İlgili prosedürler sağlandıktan sonra ders seçimleri ve vize işlemleri gibi çok sancılı bir süreç başlıyor. Vizemin geç çıkması sebebiyle eğitime iki hafta geç başlayacakken virüsün çıkması ile Bialystok’a vardıktan iki gün sonra okulda bir derse bile giremeden iki haftalık karantinaya alındım. Bu süreçte de hayat her alanda ve anlamda durma noktasına geldiğinden karantinamın bitmesi neticesinde bir iki hafta da yurda dönüş denemelerim, konsolosluklarla iletişime geçmem ve ailemi teskin etmemle geçti. Ulaşım tamamıyla durma noktasına geldiğinden dönme çabalarım nihayetsiz kaldı.
Polonya’nın yemek kültürünün pek olmadığını söyleyebilirim. Çoğunlukla fast-food, pizza, hazır dondurulmuş yiyeceklerle besleniyorlar. Yeni yeni toparlanmaya çalışan, kendi mimarisini inşa etmeye girişen, durağanlık içinde, sessiz, sakin, geniş caddeleri, bol yeşilliğiyle huzurlu bir ülke konumunda.
“Yemek festivalleri için birkaç Türk yemeği bilmekte fayda var”
Gitmeden önce mutlaka hibenin alınması gerektiğini söyleyebilirim; diğer türlü kur dönüşümleri, alınan komisyonlar, bankalardan Euro almada yaşanan sıkıntılar can sıkıcı olabiliyor. Önceden hibeyi alabilmek için de vize işlemlerinin olabildiğince erken halledilmesi gerekiyor. Ayrıca banka kartlarının yurt dışına açık olması, Visa ve Mastercard kullanımında online işlemlerde çok sıkıntı yaşanılmayacağı, 3D güvenlik durumu var ise önceden ilgili operatörle iletişime geçip sorunun halledilmesi de hayat kurtaran ipuçları arasında. Ayrıca gitmeden evvel mutfak araç gereçlerini orada almamız gerektiğini, yemeği kendiniz yaptığınızı, bazen yabancı arkadaşlarla traditional food (geleneksel yemek) festivalleri yapıldığını dolayısıyla en az birkaç Türk yemeği bilmekte fayda olduğunu da aklımızın bir köşesinde bulundurmak lazım.

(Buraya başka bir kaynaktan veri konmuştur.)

PR #461, opened 2022-02-10
Validate the length of the crt subject before memcpying it

ragusaa:


libclamav/readdb.c
```diff
@@ -2943,6 +2943,30 @@ static int cli_loadcdb(FILE *fs, struct cl_engine *engine, unsigned int *signo,
     return CL_SUCCESS;
 }
 
+static cl_error_t setHash(const char *const token, uint8_t hashDest[SHA1_HASH_SIZE],
```
shutton, line 2946: `setHash` doesn't seem to match the naming convention in the rest of the file (i.e., camelCase vs. snake_case).  Is that intentional?

shutton: A side curiosity -- what's the standard for the meaning of a "hash" within the ClamAV codebase?  Depending on context, it either means a dictionary or a cryptographic digest (or even just a `#`).  IMHO, it's usually a little clearer to use a term like "sha1", "sha2_256", "sha3_256", *etc.* for digests.

shutton (approved):

libclamav/readdb.c
micahsnyder: True we generally do snake_case, not camelCase.  
It would also be helpful to give a descriptive function comment.

libclamav/readdb.c
```diff
@@ -2943,6 +2943,30 @@ static int cli_loadcdb(FILE *fs, struct cl_engine *engine, unsigned int *signo,
...
+    }
+
+    if (cli_hex2str_to(token, (char *)hash, strlen(token) < 0)) {
+        cli_errmsg("cli_loadcrt: line %u: Cannot convert %s to binary string\n", (unsigned int)line, varname);
+        ret = CL_EMALFDB;
+        goto end;
+    }
+    memcpy(hashDest, hash, SHA1_HASH_SIZE);
+
+end:
```
micahsnyder, line 2966: We should use the `done:` label instead of `end:`, so our new alloc-macros will work with it, and for convention's sake.

libclamav/readdb.c
```diff
@@ -3116,16 +3134,12 @@ static int cli_loadcrt(FILE *fs, struct cl_engine *engine, struct cli_dbio *dbio
...
         ca.hashtype = CLI_HASHTYPE_ANY;
         crtmgr_add(&(engine->cmgr), &ca);
-        free(subject);
-        free(pubkey);
-        subject = pubkey = NULL;
+
+        FREE(pubkey);
     }
 
 end:
```
micahsnyder, line 3141: It's a bit outside of the scope, but I would recommend changing this label to `done:` as well while cleaning up this function.

micahsnyder (changes requested):

libclamav/readdb.c
```diff
@@ -2943,6 +2943,30 @@ static int cli_loadcdb(FILE *fs, struct cl_engine *engine, unsigned int *signo,
     return CL_SUCCESS;
 }
 
+static cl_error_t setHash(const char *const token, uint8_t hashDest[SHA1_HASH_SIZE],
+                          const char *const varname, uint32_t line)
```
micahsnyder, line 2947: Are these supposed to be `const char *const` or just `const char*`?   I'm thinking the latter.

Also, github's static analysis tool is claiming an issue with the `cli_hex2str_to` call: https://lgtm.com/projects/g/Cisco-Talos/clamav/rev/pr-bc58cc28d41743a051684a375e8147c902f01749  I'm wondering if it's because of the `const char *const`.  What do you think @ragusaa?

libclamav/readdb.c
ragusaa: I agree, I changed it to set_sha1.

libclamav/readdb.c
ragusaa: The lgtm issue was due to having the ')' in the wrong place.  I am really surprised this did not produce a warning, especially with -Wall -Wextra.

As far as the const char * const, that sets the pointer itself, as well as the data, const.

micahsnyder:
rebased & fixed merge conflict. added 2 commits:
- update generated sys.rs file (issue from a previous merge, my bad)
- increased test timeout to 10min after observing the libclamav_valgrind test fail while testing this PR because it exceeded 200sec.  Nothing wrong with this PR ... just my machine was busy and 200sec wasn't enough.

micahsnyder (approved):

PR #464, opened 2022-02-10
Corrected buffer size check

ragusaa:


shutton (approved):

micahsnyder:
I couldn't repro the issue using just a local ASAN build with ENABLE_FUZZ=ON, but I was able to reproduce it using the oss-fuzz framework.  I confirmed this fix works.

My only complaint is the commit message isn't helpful.  I'll massage it with a squash&merge.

Bir çok şeyi burada aktarabilme imkanım olmasa da kendi adıma en olmadık zamanda gitmem, geç kalmam ve virüs olayı sebebiyle süreç pek iyi geçmemiş olsa da edindiğim iyi dostluklar, gördüğüm kültürel farklılıklar, test ettiğim Endonezya, Meksika, Çin vb. dünya mutfakları, insanlardan edindiğim genel kültür bilgileri, gözlemlediğim hayat tarzı ve düşünceler, Almanya, Avusturya ve Çekya gibi ülkeleri gezerken yaptığım analizler kısıtlı bir süreçte de olsa Erasmus’un bana kattığı pozitif yönler arasında yer alıyor. Üniversitenin iyileştirilmesi gereken birçok yönü bulunmakta fakat normal eğitim sürecinde iseniz ve herhangi bir probleminiz yoksa okuldan yana çok eğlenceli bir dönem geçirme potansiyeline de sahip.